Is private schooling better than public schools for elementry schooling? How much does a private school charges? (Dont really want to put my child there if too expensive). 
If planning to buy a house there atleast 4 bedrooms in suburbs what would be the approx cost and the insurance? Do the govt give any tax rebate for owning a house? Laslty what is the % of tax they take off your pay? 
Thanks a lot in advance for helping me out.


----------



## cbelanger82 (Apr 22, 2008)

Hi, hope this helps a little...
Here is an example of a monthly "Canadian budget":
Home insurance (value of the house: 240 000$ + contents: 50000): 115$
Electricity: 150$
Water: 30$
Gas (intermediate car): 150$
Phone: 40$
Groceries (2 persons): 250$
Internet services: 40$
Cable/satellite dish: between 25$ and 100$ (No need for a TV license)
Car Insurance: 120$ (quotes are based on type of car, age of car, annual mileage, age and experience of the driver, type of protection desired, etc...)
These are just rough amount, but it gives you a good idea of how much things might cost. Dining out in Canada costs between 20 and 25$ (including taxes and tip) in a decent restaurant. It is possible to eat great food for less than that in small local restaurants. Hope this helps you a bit, feel free to contact me for more info...

About the schools... I think that most of the public schools are just as good as the private one. I've read a report in a magazine a few years ago and I was very surprised. The results at the government exams (at the end of every school year) were the same for both...

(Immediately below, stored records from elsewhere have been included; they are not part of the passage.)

Issue #531, opened 2021-03-31
Improve logging for android


greenEkatherine:
Consider increase logging by following:

- Run `logcat -c` at the beginning of a test execution to clear the log
- Capture the pid from `shell am` instrument (which may not be possible?) and filter by `logcat --pid`. This is probably worse as there may be other things in the logcat log which are interesting outside the context of the test process

cc @billwert

greenEkatherine:
The first part was done:
> Run logcat -c at the beginning of a test execution to clear the log

For the second part I would like to estimate how many log lines we would filter out. On my tests I got about 1%. Probably logs are now better because of the proper cleaning. @billwert could you please also check how logs are look like now and is there still necessity to add the filter by pid?

greenEkatherine:
Confirmed offline with Bill that it can be closed now

PR #542, opened 2021-04-08
Fix Android logging for test and run commands

greenEkatherine:
First part of #531

### DIFF
--- a/src/Microsoft.DotNet.XHarness.CLI/Commands/Android/AndroidRunCommand.cs
+++ b/src/Microsoft.DotNet.XHarness.CLI/Commands/Android/AndroidRunCommand.cs
@@ -73,9 +73,6 @@ Arguments:
             // Wait til at least device(s) are ready
             runner.WaitForDevice();
 
-            // Empty log as we'll be uploading the full logcat for this execution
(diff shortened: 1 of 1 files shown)


src/Microsoft.DotNet.XHarness.CLI/Commands/Android/AndroidRunCommand.cs
```diff
@@ -104,6 +101,9 @@ protected override Task<ExitCode> InvokeInternal(ILogger logger)
 
             int instrumentationExitCode = (int)ExitCode.GENERAL_FAILURE;
 
+            // Empty log as we'll be uploading the full logcat for this execution
```
premun, line 104: This `InvokeHelper` is called from within different commands and that's why it was moved?

premun (approved):

src/Microsoft.DotNet.XHarness.CLI/Commands/Android/AndroidRunCommand.cs
greenEkatherine: yes, from `test` as well

PR #551, opened 2021-04-15
Add new apple commands for separate app un/installation

premun:
Related to #493


imhameed (approved):

src/Microsoft.DotNet.XHarness.CLI/Commands/Apple/AppleInstallCommand.cs
```diff
@@ -0,0 +1,68 @@
...
+
+namespace Microsoft.DotNet.XHarness.CLI.Commands.Apple
+{
+    internal class AppleInstallCommand : AppleAppCommand<AppleInstallCommandArguments>
+    {
+        private const string CommandHelp = "Installs a given iOS/tvOS/watchOS/MacCatalyst application bundle in a target device/simulator";
+
+        protected override AppleInstallCommandArguments AppleAppArguments { get; } = new();
+
+        protected override string CommandUsage { get; } = "apple install [OPTIONS]";
```
greenEkatherine, line 24: If I remember correctly we agreed to explicitly put here mandatory parameters. Could you please add them in some upcoming PR?

src/Microsoft.DotNet.XHarness.Apple/Orchestration/AppUninstallOrchestrator.cs
```diff
@@ -0,0 +1,95 @@
...
+                cancellationToken);
+        }
+
+        protected override Task CleanUpSimulators(IDevice device, IDevice? companionDevice)
+            => Task.CompletedTask; // no-op so that we don't remove the app after (reset will only clean it up before)
+
+        protected override Task<ExitCode> InstallApp(AppBundleInformation appBundleInfo, IDevice device, TestTargetOs target, CancellationToken cancellationToken)
+            => Task.FromResult(ExitCode.SUCCESS); // no-op for obvious reasons
+
+        private class FakeAppBundleInformationParser : IAppBundleInformationParser
```
greenEkatherine, line 66: Does it needed?

greenEkatherine:
Please add tests for these new commands

greenEkatherine:
@premun  I'm going to merge this pull request now to unblock @imhameed , please apply comments from it in separate pull request

greenEkatherine (approved):

premun:
@greenEkatherine there will be one more command needed for @imhameed though. But I will address the feedback there.

SamMonoRT:
Thank you for the quick turnaround

src/Microsoft.DotNet.XHarness.Apple/Orchestration/AppUninstallOrchestrator.cs
premun: For this scenario, we don't actually parse anything because we don't have an app but we still need the identifier to run the app so this is a bit of a hack to get there

Issue #552, opened 2021-04-19
Add unit tests for apple commands


premun:
**Context**
There was refactoring of code when we were introducing the new commands (`install`, `uninstall`, `just-run` and just-test`).
All of the logic was moved out of the CLI project into the Apple project so that it can be tested.

**Goal**
- [ ] Add unit tests around this new layer of logic (mostly for the `BaseOrchestrator` where most of the code is)
- [x] Add integration tests for the install/just-test/uninstall flows

PR #553, opened 2021-04-19
Add new apple commands `just-run` and `just-test`

premun:
Adds new commands that only spawn the application and skip installation/uninstallation (#493)

This is to unblock @imhameed. Tests will be added as part of #552.


src/Microsoft.DotNet.XHarness.CLI/Commands/Apple/AppleUninstallCommand.cs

Taxes...it is a very delicate question!!! All canadians have to file a tax report in March. The percentage you pay depends on how much you earn. You can get credits if you have kids, if you invested in a RSP, etc, etc... It also depends in which province you live. Each provinces have different rates. You might want to have a look at the canadian government website at:
canada dot gc dot ca

Toronto is the most expensive Canadian city to live in. You can have a look at Royallepage dot com (real estate agent) to get an idea of the prices in the area.

Hope this helps, 

Cindy


----------



## vijayhema (Apr 28, 2008)

Thanks a lot Cindy for your tips!! Greatly appreciate it and will try and do some more research work on the websites. 
Hema


----------